Task prompt: Each line of the data below from the one holding "import datadog.trace.api.Config;" to the one holding "-import java.util.SortedSet;", inclusive, is to be reproduced exactly; no other line belongs in the answer.

Saved entries
PR #135, opened 2020-12-22
🌶️  Update to latest jmxfetch upstream 🌶️

breedx-splk:
...and mitigate transitive jackson vulns.

Noting this as spicy, since [quite a few changes were made in jmxfetch](https://github.com/DataDog/jmxfetch/blob/master/CHANGELOG.md) since `0.35.0`.

Upstream lost a number of dependencies, including `jackson-databind` and `commons-io` (and several others).  As a result, we have to now depend on `commons-io` directly (for IOUtils).

### DIFF
--- a/dd-java-agent/agent-jmxfetch/src/main/java/datadog/trace/agent/jmxfetch/JMXFetch.java
+++ b/dd-java-agent/agent-jmxfetch/src/main/java/datadog/trace/agent/jmxfetch/JMXFetch.java
@@ -2,18 +2,13 @@ package datadog.trace.agent.jmxfetch;
 
 import static org.datadog.jmxfetch.AppConfig.ACTION_COLLECT;
 
-import com.google.common.collect.ImmutableList;
 import datadog.trace.api.Config;
 import java.io.IOException;
 import java.io.InputStream;
 import java.net.URL;
 import java.nio.charset.StandardCharsets;
-import java.util.ArrayList;
-import java.util.Collections;
-import java.util.List;
-import java.util.Map;
-import java.util.SortedSet;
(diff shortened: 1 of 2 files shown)


dd-java-agent/agent-jmxfetch/src/main/java/datadog/trace/agent/jmxfetch/JMXFetch.java
```diff
@@ -69,7 +64,7 @@ private static void run(final Config config) {
 
     final AppConfig.AppConfigBuilder configBuilder =
         AppConfig.builder()
-            .action(ImmutableList.of(ACTION_COLLECT))
+            .action(Collections.unmodifiableList(Arrays.asList(ACTION_COLLECT)))
```
jkwatson, line 67: why not just `Collections.singletonList()` ?

dd-java-agent/agent-jmxfetch/src/main/java/datadog/trace/agent/jmxfetch/JMXFetch.java
```diff
@@ -23,8 +18,8 @@
 @Slf4j
 public class JMXFetch {
 
-  public static final ImmutableList<String> DEFAULT_CONFIGS =
-      ImmutableList.of("jmxfetch-config.yaml");
+  public static final List<String> DEFAULT_CONFIGS =
+      Collections.unmodifiableList(Arrays.asList("jmxfetch-config.yaml"));
```
jkwatson, line 22: Why not just `Collections.singletonList()` here?

jkwatson (approved):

Written answer:
 import datadog.trace.api.Config;
 import java.io.IOException;
 import java.io.InputStream;
 import java.net.URL;
 import java.nio.charset.StandardCharsets;
-import java.util.ArrayList;
-import java.util.Collections;
-import java.util.List;
-import java.util.Map;
-import java.util.SortedSet;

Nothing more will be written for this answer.